The Popular Assembly of the Peoples of Oaxaca (in Spanish: Asamblea Popular de los Pueblos de Oaxaca), or simply the APPO, is an organization that was assembled in response to the political situation in the Mexican state of Oaxaca, first meeting in June 2006.
A public demonstration and a teacher's strike in May of every year had occurred every year for 20 years in Oaxaca City. The strike would involve occupying a portion of the main square in the city, exhortations made via bullhorn, civil protest marches and an eventual settlement of some of the demands of the teachers. Before 2006, none of these protests resulted in large scale violence.
At 3:30 in the morning of June 14, 2006, the striking teachers of Section 22 of the Mexican National Educational Workers Union (SNTE) who had occupied the Zócalo (main square) of Oaxaca de Juárez (the capital city of the state of Oaxaca) were evicted by 3500 Oaxacan municipal police, some local firefighters and troops from the Policía Federal Preventiva (Federal Preventative Police) supported by helicopters in an attempt by the state government to dislodge the strikers. The teachers had been on strike for 23 days with demands for higher wages, salary rezonification in the state, and increased educational resources. At many points in the altercation tear gas and shots were fired by the police. After hours of conflict, the teachers were able to take the center of the city as their own and begin to construct a system of barricades that would make it impossible for the police to return via the roads. Reports vary as to the number of casualties the teachers sustained in the struggle. Amnesty International has since confirmed that there were over one hundred people hospitalized.

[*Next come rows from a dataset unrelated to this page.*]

PR #375, opened 2018-02-17
feat: add ensureArray

### LINKED ISSUE #371: ensureArray
I just chat with a friend about using the following function :

```js
// a | [a] -> [a]
const ensureArray = R.when(RA.isNotArray, R.of);
```

e.g. : 

```js
ensureArray(42); // => [42]
ensureArray([42]); // => [42]
```

IMO, It is a recurrent pattern in JS, what do you think of adding it in ramda-adjunct?

guillaumearm:
Closes #371

@char0n, @Undistraction : Are you ok with this documentation ?

special thanks to @Poyoman39 for `RA.ensureArray` idea and name.


src/ensureArray.js
```diff
@@ -0,0 +1,23 @@
+import { when, of } from 'ramda';
+import { isNotArray } from './index';
+
+
+/**
+ * Returns an array, even if not, wrap it in a singleton one.
```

This police action resulted in the 2006 Oaxaca protests, calling for the resignation of Oaxacan governor Ulises Ruiz Ortiz. In the following weeks, the teachers were reinforced by sympathisers, who helped them with the construction and protection of barricades made of wood, concrete bricks, corrugated metal sheets, and disabled cars and buses. For a number of months, these roughly constructed barricades had been effective in preventing the entry of police into the central part of the city that surrounds the Zócalo.